**What you should do**.
Would you return the complete listing below word for word?

**Data provided**.
PR #1810, opened 2023-05-10
feat: warn if parsing newer SBOM

willmurphyscode:
If syft is asked to parse an SBOM that was written by a newer version of syft, emit a warning.

Suggested during https://github.com/anchore/grype/issues/1244 - it's likely more helpful to warn that syft is being asked to parse an SBOM written by newer syft than it is to warn every single instance of a new type.

Note that this pulls in https://github.com/Masterminds/semver. It could have used https://github.com/anchore/go-version, but the version structs here expose Major, Minor, and Patch directly, which I thought I would need. Also, it might be good to get off https://github.com/anchore/go-version, which is an old fork, so I didn't want to use it in a new place.


syft/formats/syftjson/decoder.go
```diff
@@ -18,5 +22,26 @@ func decoder(reader io.Reader) (*sbom.SBOM, error) {
...
+		log.Warn(err)
+	}
+
 	return toSyftModel(doc)
 }
+
+func outOfDateParser(documentVerion string, parserVersion string) error {
+	documentV, err := semver.NewVersion(documentVerion)
+	if err != nil {
+		return err
```
willmurphyscode, line 35: Maybe it's worth wrapping this err? It might not make sense if it gets logged directly.

wagoodman: wrapping would be great to give context to what version couldn't be parsed (where the error would hopefully fill in why)

syft/formats/syftjson/decoder.go
```diff
@@ -18,5 +22,26 @@ func decoder(reader io.Reader) (*sbom.SBOM, error) {
...
 	}
 
+	if err := outOfDateParser(doc.Schema.Version, internal.JSONSchemaVersion); err != nil {
+		log.Warn(err)
+	}
+
 	return toSyftModel(doc)
 }
+
+func outOfDateParser(documentVerion string, parserVersion string) error {
```
wagoodman, line 32: nit: naming-wise this is really asserting/checking/validating the date, so something like `checkSupportedSchema` or similar seems a little better.

wagoodman (approved):

PR #1820, opened 2023-05-16
fix: update field plurality of 8.0.0 schema before release

spiffcs:
To keep things consistent across the schema we want `Locations` and `URLs` to be plural fields now that they are fields on the `License` struct


kzantow (approved):
👍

**Answer section**.
PR #1810, opened 2023-05-10
feat: warn if parsing newer SBOM

willmurphyscode:
If syft is asked to parse an SBOM that was written by a newer version of syft, emit a warning.

Suggested during https://github.com/anchore/grype/issues/1244 - it's likely more helpful to warn that syft is being asked to parse an SBOM written by newer syft than it is to warn every single instance of a new type.

Note that this pulls in https://github.com/Masterminds/semver. It could have used https://github.com/anchore/go-version, but the version structs here expose Major, Minor, and Patch directly, which I thought I would need. Also, it might be good to get off https://github.com/anchore/go-version, which is an old fork, so I didn't want to use it in a new place.


syft/formats/syftjson/decoder.go
```diff
@@ -18,5 +22,26 @@ func decoder(reader io.Reader) (*sbom.SBOM, error) {
...
+		log.Warn(err)
+	}
+
 	return toSyftModel(doc)
 }
+
+func outOfDateParser(documentVerion string, parserVersion string) error {
+	documentV, err := semver.NewVersion(documentVerion)
+	if err != nil {
+		return err
```
willmurphyscode, line 35: Maybe it's worth wrapping this err? It might not make sense if it gets logged directly.

wagoodman: wrapping would be great to give context to what version couldn't be parsed (where the error would hopefully fill in why)

syft/formats/syftjson/decoder.go
```diff
@@ -18,5 +22,26 @@ func decoder(reader io.Reader) (*sbom.SBOM, error) {
...
 	}
 
+	if err := outOfDateParser(doc.Schema.Version, internal.JSONSchemaVersion); err != nil {
+		log.Warn(err)
+	}
+
 	return toSyftModel(doc)
 }
+
+func outOfDateParser(documentVerion string, parserVersion string) error {
```
wagoodman, line 32: nit: naming-wise this is really asserting/checking/validating the date, so something like `checkSupportedSchema` or similar seems a little better.

wagoodman (approved):

PR #1820, opened 2023-05-16
fix: update field plurality of 8.0.0 schema before release

spiffcs:
To keep things consistent across the schema we want `Locations` and `URLs` to be plural fields now that they are fields on the `License` struct


kzantow (approved):
👍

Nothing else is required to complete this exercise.